*Task objective*
Scan the entries for the word "when" and report how many lines contain it, as a number with no other words.

*The records*
PR #2727, opened 2022-03-21
Add reflect.Value.FieldByIndexErr stub

QuLogic:


src/reflect/value.go
```diff
@@ -861,6 +861,11 @@ func (v Value) FieldByIndex(index []int) Value {
 	panic("unimplemented: (reflect.Value).FieldByIndex()")
 }
 
+// FieldByIndexErr returns the nested field corresponding to index.
+func (v Value) FieldByIndexErr(index []int) (Value, error) {
+	return Value{}, &ValueError{Method: "FieldByIndexErr"}
```
QuLogic, line 866: This is probably the wrong error to return, but importing `errors` causing an import cycle. So it's good enough for the stub to compile, but maybe you'd want a more fleshed out error.

dankegel:
What does the stub fix?

QuLogic:
This part of the smoke test in Go 1.18:
```
$ make smoketest
.../tinygo/build/tinygo version
tinygo version 0.23.0-dev-093f0fd4 linux/amd64 (using go version go1.18 and LLVM version 13.0.0)
# compile-only platform-independent examples
cd tests/text/template/smoke && /home/elliott/code/tinygo/tb/tinygo/build/tinygo test -c && rm -f smoke.test
# text/template
/usr/lib/golang/src/text/template/exec.go:638:27: receiver.FieldByIndexErr undefined (type reflect.Value has no field or method FieldByIndexErr)
FAIL
make: *** [Makefile:343: smoketest] Error 1
```

deadprogram (approved):

src/reflect/value.go
deadprogram: Agreed that it is enough for now.

Issue #2361, opened 2021-12-08
RP2040 Temperature sensor support


spearson78:
The RP2040 chip includes a built in temperature sensor. This can be read using the lower level device/rp APIs but it would be helpful for newcomers to have access to the temperature sensor either directly in the machine package or the drivers package.

Here is the code I have been using in my project.

```
import (
	"device/rp"
)
func InitTempSensor() {

	rp.ADC.CS.SetBits(rp.ADC_CS_TS_EN)
}

func ReadTemp() float32 {
	rp.ADC.CS.SetBits(uint32(4) << rp.ADC_CS_AINSEL_Pos)
	rp.ADC.CS.SetBits(rp.ADC_CS_START_ONCE)

	for !rp.ADC.CS.HasBits(rp.ADC_CS_READY) {
	}

	// rp2040 uses 12-bit sampling, so scale to 16-bit
	raw := uint16(rp.ADC.RESULT.Get())

	conversion_factor := float32(3.3) / float32(1<<12)
	result := float32(raw) * conversion_factor
	temp := float32(27) - (result-float32(0.706))/float32(0.001721)

	return temp
}
```

deadprogram:
I would think that you should be able to use the exist ADC support in the RP2040 combined with the thermistor driver? I have not looked too closely, but see https://github.com/tinygo-org/drivers/blob/release/thermistor/thermistor.go

spearson78:
Thanks, I'll take a look.

spearson78:
The machine and thermistor packages assume that ADC is always performed through a machine.Pin. This is not the the case for the rp2040 temperature sensor it is an additional ADC channel. I could create a fake Pin for the RP2040 but any attempt to use this pin as a standard GPIO pin would either need to be protected against which would make all GPIO slower just for this special case or if we omit the checks would lead to undefined behavior.

I'm not sure that the assumption that ADC channels are always bound to a machine.Pin will hold true for all microcontrollers especially for things like internal temperature sensors.

I think even the Arduino has an internal temp sensor not connected to a pin, https://microchipdeveloper.com/8avr:avrtemp however it seems here that the Arduino concept of analog pins doesn't work and the ADC channel has to be read using lower level code. https://forum.arduino.cc/t/using-the-internal-temperature-sensor/8201

The options I see are to either

[...]

PR #2737, opened 2022-03-27
Pico adc input ch support

lincolngill:
Hi, This request adds ADC input channel support to the rp2040 ADC. This allows access to the ADC peripheral via the input mux channels as well as retaining the current access via machine.ADC pins. The enhancement includes:
1) Can now access the internal temperature sensor via channel 4. Which is not associated with a pin.
2) Fixes a bug. Could not use multiple ADC pins/channels before because the CS.AINSEL register bits where only getting set, not replaced. 
3) Added a Mutex to make it safe to read multiple ADC channels concurrently.
4) Added adc_rp2040 example to show off new features.

### DIFF
--- a/src/machine/machine_rp2040_adc.go
+++ b/src/machine/machine_rp2040_adc.go
@@ -39,11 +39,12 @@ func InitADC() {
 }
 
 // Configure sets the ADC pin to analog input mode.
-// Does nothing if the GPIO is not an ADC muxed pin.
-func (a ADC) Configure(config ADCConfig) {
-	if c, err := a.GetADCChannel(); err == nil {
-		c.Configure(config)
+func (a ADC) Configure(config ADCConfig) error {
+	c, err := a.GetADCChannel()
+	if err != nil {
+		return err
 	}
+	return c.Configure(config)
 }
 
 // Get returns a one-shot ADC sample reading.
@@ -75,7 +76,7 @@ func (a ADC) GetADCChannel() (c ADCChannel, err error) {
 
 // Configure sets the channel's associated pin to analog input mode or powers on the temperature sensor for ADC_TEMP_SENSOR.
 // The powered on temperature sensor increases ADC_AVDD current by approximately 40 μA.
-func (c ADCChannel) Configure(config ADCConfig) {
+func (c ADCChannel) Configure(config ADCConfig) error {
 	if config.Reference != 0 {
 		adcAref = config.Reference
 	}
@@ -86,6 +87,7 @@ func (c ADCChannel) Configure(config ADCConfig) {
 		// Enable temperature sensor bias source
 		rp.ADC.CS.SetBits(rp.ADC_CS_TS_EN)
 	}
+	return nil
 }
 
 // getOnce returns a one-shot ADC sample reading from an ADC channel.
--- a/src/machine/machine_rp2040_adc.go
+++ b/src/machine/machine_rp2040_adc.go
@@ -5,10 +5,29 @@ package machine
 
 import (
 	"device/rp"
+	"sync"
 )
 
+// ADC peripheral mux channel. 0-4.
+// Use channel constants to access valid channels.
+type ADCChannel uint8
+
+const (
+	ADC0_CH ADCChannel = iota
+	ADC1_CH
+	ADC2_CH
+	ADC3_CH     // Note: GPIO29 not broken out on pico board
+	ADC_TEMP_CH // Internal temperature sensor
+)
+
+// Will be needed for round robin config when implemented
+type ADCChConfig struct{}
+
+// Used to serialise ADC sampling
+var adcLock sync.Mutex
+
+// Reset the ADC peripheral.
 func InitADC() {
-	// reset ADC
 	rp.RESETS.RESET.SetBits(rp.RESETS_RESET_ADC)
 	rp.RESETS.RESET.ClearBits(rp.RESETS_RESET_ADC)
 	for !rp.RESETS.RESET_DONE.HasBits(rp.RESETS_RESET_ADC) {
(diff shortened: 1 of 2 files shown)


lincolngill:
Should address #2361

src/machine/machine_rp2040_adc.go
```diff
@@ -20,43 +39,112 @@ func InitADC() {
...
+		p.Configure(PinConfig{Mode: PinAnalog})
+	}
+	if c == ADC_TEMP_CH {
+		// Enable temperature sensor bias source
+		rp.ADC.CS.SetBits(rp.ADC_CS_TS_EN)
+	}
+}
+
+// The GetOnce method returns a one-shot ADC sample reading
+func (c ADCChannel) GetOnce() uint16 {
```
deadprogram: Not sure about exposing this as public function, due to not existing on other boards. Perhaps for now it should be internal package function only?

src/machine/machine_rp2040_adc.go
```diff
@@ -20,43 +39,112 @@ func InitADC() {
...
+	adcLock.Unlock()
+
+	// rp2040 is a 12-bit ADC, scale raw reading to 16-bits.
+	return uint16(rp.ADC.RESULT.Get()) << 4
+}
 
-	// rp2040 uses 12-bit sampling, so scale to 16-bit
-	return uint16(rp.ADC.RESULT.Get() << 4)
+// The GetVoltage method does a one-shot sample and returns the reading as a voltage between 0.0 and 3.3V
+func (c ADCChannel) GetVoltage() (volts float32) {
```
deadprogram: This has been left out on other platforms for various reasons, such as having different analog reference voltages on some, and also avoiding use of floats. Perhaps it should be removed for now?

src/machine/machine_rp2040_adc.go
```diff
@@ -20,43 +39,112 @@ func InitADC() {
...
+	return float32(c.GetOnce()>>4) * float32(3.3) / float32(1<<12)
 }
 
+// The GetTemp method does a one-shot sample of the internal temperature sensor.
+// Only works on the ADC_TEMP_CH channel. aka AINSEL=4. Other channels will return 0.0.
+func (c ADCChannel) GetTemp() (celsius float32) {
```
deadprogram: It would be good if this function matched the name/signature of other temperature functions such as those in the drivers repo. See https://github.com/tinygo-org/drivers/blob/5741ceb9d179dab8b88e290fda2ad5486345303c/mag3110/mag3110.go#L52

deadprogram:
Hello @lincolngill thank you for working on this code contribution. I made a few comments, please see what you think.

src/machine/machine_rp2040_adc.go
```diff
@@ -20,43 +39,112 @@ func InitADC() {
 	waitForReady()
 }
 
-// Configure configures a ADC pin to be able to be used to read data.
+// Below methods are for standard tinygo, ADC{} pin based access to the ADC peripheral.
```
soypat: The comment on this function should follow standard [Go documentation convention](https://gist.github.com/adamveld12/c0d9f0d5f0e1fba1e551#doc-comments)

src/machine/machine_rp2040_adc.go
```diff
@@ -20,43 +39,112 @@ func InitADC() {
...
+	if p, ok := c.Pin(); ok {
+		p.Configure(PinConfig{Mode: PinAnalog})
+	}
+	if c == ADC_TEMP_CH {
+		// Enable temperature sensor bias source
+		rp.ADC.CS.SetBits(rp.ADC_CS_TS_EN)
+	}
+}
+
+// The GetOnce method returns a one-shot ADC sample reading
```
soypat: Same as above https://gist.github.com/adamveld12/c0d9f0d5f0e1fba1e551#doc-comments. This comment could be rewritten as:
`// GetOnce returns a one-shot ADC sample reading`
Be good to also fix the other function/methods comments

src/machine/machine_rp2040_adc.go
soypat: @lincolngill  I can try to add these methods with `int32` return values as millicelsius and microvolts after this PR comes through if you'd prefer!

src/machine/machine_rp2040_adc.go
```diff
@@ -20,43 +39,112 @@ func InitADC() {
...
-		return 0
-	case ADC1:
-		return 1
-	case ADC2:
-		return 2
-	case ADC3:
-		return 3
+// The Pin method returns the GPIO Pin associated with the ADC mux channel, if it has one.
+// Returns !ok if the channel does not have an associated GPIO, or if the channel number is invalid.
+func (c ADCChannel) Pin() (p Pin, ok bool) {
```
soypat: Same as above, probably better to return an error? i.e:
`var errBadPinValue = errors.New("no associated pin with value")`

src/machine/machine_rp2040_adc.go
```diff
@@ -20,43 +39,112 @@ func InitADC() {
...
+	if c, ok := a.GetADCChannel(); ok {
+		return c.GetOnce()
+	}
+	// Not an ADC pin!
+	return 0
+}
+
+// The GetADCChannel method returns the channel associated with the ADC pin.
+// Returns !ok if the pin is not an ADC pin
+func (a ADC) GetADCChannel() (c ADCChannel, ok bool) {
```
soypat: Probably cleaner to return a package level error with precise information of what went wrong instead of `ok bool`.

`var errBadPinValue = errors.New("no associated pin with value")`

src/machine/machine_rp2040_adc.go
```diff
@@ -20,43 +39,112 @@ func InitADC() {
 	waitForReady()
 }
 
-// Configure configures a ADC pin to be able to be used to read data.
+// Below methods are for standard tinygo, ADC{} pin based access to the ADC peripheral.
+
+// The Configure method sets the ADC pin to analog input mode.
+// Note the ADCConfig parameter is ignored.
+// Does nothing if the GPIO is not an ADC muxed pin.
 func (a ADC) Configure(config ADCConfig) {
```
soypat: Why do we have two Configure methods for the same pin (or so it seems from what I can tell)? It seems each pin is configured individually and that each ADC contains a single corresponding Pin? Can't we simplify this to a single `ADCConfig` type which specifies all of the channel configuration- or am I missing something?

soypat (changes requested):

soypat:
@lincolngill Thanks for the contribution :heart:  It really is great to see contributions coming into the rp2040 implementation!
I made a few comments about some little things, let me know of any doubts or any help you need with any of my suggestions!

src/machine/machine_rp2040_adc.go
lincolngill: Will change to private. This was a way to get the raw temperature sensor ADC reading if using an external ref voltage less than 3.3V. I'll update code to use ADCConfig.Reference (if set) when calculating the voltage and temperature.

src/machine/machine_rp2040_adc.go
lincolngill: Will change to integer arithmetic and embed in ReadTemperature()

src/machine/machine_rp2040_adc.go
lincolngill: Based on the comments. It might be best if I rename ADC_TEMP_CH to TEMP_SENSOR and make it the only public channel. This ensures the pin based channels are only accessible via the standard ADC type methods. And the temperature sensor would be accessed like:
```
ts := machine.TEMP_SENSOR
ts.Configure(machine.ADCConfig{})
milliDegrees int32, err := ts.ReadTemperature()
```
Does that sound alright?
The alternative is to write a separate device driver for the temperature sensor but IMO it's better to just treat it as another ADC channel. The ADC peripheral doesn't distinguish it from the other input channels and it will be simpler to implement the more advanced ADC features if it's not treated as a separate device.

src/machine/machine_rp2040_adc.go
lincolngill: Will tidy up.

src/machine/machine_rp2040_adc.go
lincolngill: Yep using ADCConfig makes sense. I was originally thinking the channel config might be quite specific to rp2040 when advanced ADC features get implemented in the future. It's a mute point, Currently no config attributes are used. I'll get rid of the ADCChConfig type.

lincolngill: Configuring each individual ADC pin with ADCConfig{} is existing behaviour. Seems a bit odd to me too. The ADC H/W abstraction seems to focus on the input pins rather than a configurable peripheral, with configurable inputs.

src/machine/machine_rp2040_adc.go
deadprogram: agree with @soypat return better to return `error`

src/machine/machine_rp2040_adc.go
deadprogram: That makes sense. No need for separate driver, my point was to have the same interface.

src/machine/machine_rp2040_adc.go
soypat: Maybe having separate ADCs that makes sense? If each input pin can be configured independently it would make sense to have a separate ADC type for each pin. 

I just gave a _very_ cursory glance at the datasheet- it really seems like there is no independent configuring of pins, but I could be wrong.

lincolngill: @soypat Maybe I'm missing something. The definition of ADC type is in machine.go as
 `
type ADC struct {
	Pin Pin
}`
So the stock adc.go example would suggest each ADC pin receives an ADCConfig. This is also how the other boards are implemented. Not sure how to do a single config without diverging from the standard ADC API. Any suggestions?

The rp2040 doesn't currently use any ADCConfig fields but I plan to use the ADCConfig.Reference voltage in the temperature calc.

I'm going to make only the ADC_TEMP_SENSOR channel public and change it's Configure method to use ADCConfig. The pin based inputs will just have their public ADC methods. Like now.

soypat: Oh snap, nevermind what I was nagging about then. If that's how other boards do it then so it shall be.

deadprogram: OK, so nothing further required here on this point.

deadprogram:
@lincolngill likewise really happy to see this in progress. Seems like just a few small things to get it merged. Please let me know if  I can do anything to help out.

deadprogram:
We are getting ready for a new release soonish. It would be great to be able to land this PR in it, anything I can do to help?

lincolngill:
> We are getting ready for a new release soonish. It would be great to be able to land this PR in it, anything I can do to help?

Latest commit should resolve all previous PR comments and suggestions.

deadprogram:
@soypat any other feedback here before we merge?

soypat:
LGTM :+1: 

Edit: just noticed the `Configure` methods don't return an error. Would it not be wise to stick to the convention of usually returning an error on Configure, even if it is nil? Thinking of interfaces and such

deadprogram:
> Would it not be wise to stick to the convention of usually returning an error on Configure

Yes. Good catch. Can you please update this one last time @lincolngill ?

lincolngill:
> > Would it not be wise to stick to the convention of usually returning an error on Configure
> 
> Yes. Good catch. Can you please update this one last time @lincolngill ?

Configure() for ADC and ADCChannel now return an error. But a search shows that machine_rp2040_adc.go is now the only board that does this
Screenshot from 2022-04-26 19-36-43
!

lincolngill:
Also spotted and fixed a a bug in InitADC. Wasn't resetting the ADC ref voltage value.

deadprogram:
Thank you for all of the great work on this PR @lincolngill and thanks to @soypat for review.

Now merging!

PR #2744, opened 2022-04-02
fix: flash-command for maixbit board

saisasidhar:
Latest version of kflash tool requires a --Board/-B argument to be able to run the tool

### DIFF
--- a/targets/maixbit.json
+++ b/targets/maixbit.json
@@ -3,5 +3,5 @@
 	"build-tags": ["maixbit"],
 	"serial": "uart",
 	"linkerscript": "targets/maixbit.ld",
-	"flash-command": "kflash -p {port} --noansi --verbose {bin}"
+	"flash-command": "kflash --Board bit -p {port} --noansi --verbose {bin}"
 }


deadprogram (approved):

deadprogram:
Thanks @saisasidhar now merging.

deadprogram:
Hello @saisasidhar which version of kflash is it that you say requires that argument? I notice that with this change I can no longer flash my Maixbit with `goE` firmware option. The autodetect IS working for me with kflash 0.8.3 which is the version installed by running

```
sudo pip3 install kflash
```

I would for sure prefer autodetect if possible. What do you think?

saisasidhar:
Hello @deadprogram, I picked up the [release .exe file from Sipeed/kflash.py](https://github.com/sipeed/kflash.py/releases/tag/v1.0.0). 

Just saw that this 1.0.0 exe release is 91 commits behind master on sipeed/kflash.py and one of those commits includes a change from `required=True` to `required=False` on the `--Board` argument. 

Sorry for creating the confusion, I was using a release from early 2019 ! and releases on pypi are much more recent. Please feel free to revert my commit.

deadprogram:
Thanks @saisasidhar for looking into it. Reverted earlier.

PR #2746, opened 2022-04-05
m5stamp-c3: add pin setting of UART

sago35:
It is better to have UART_TX_PIN defined in order to use `src/examples/echo`.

*Solution*
3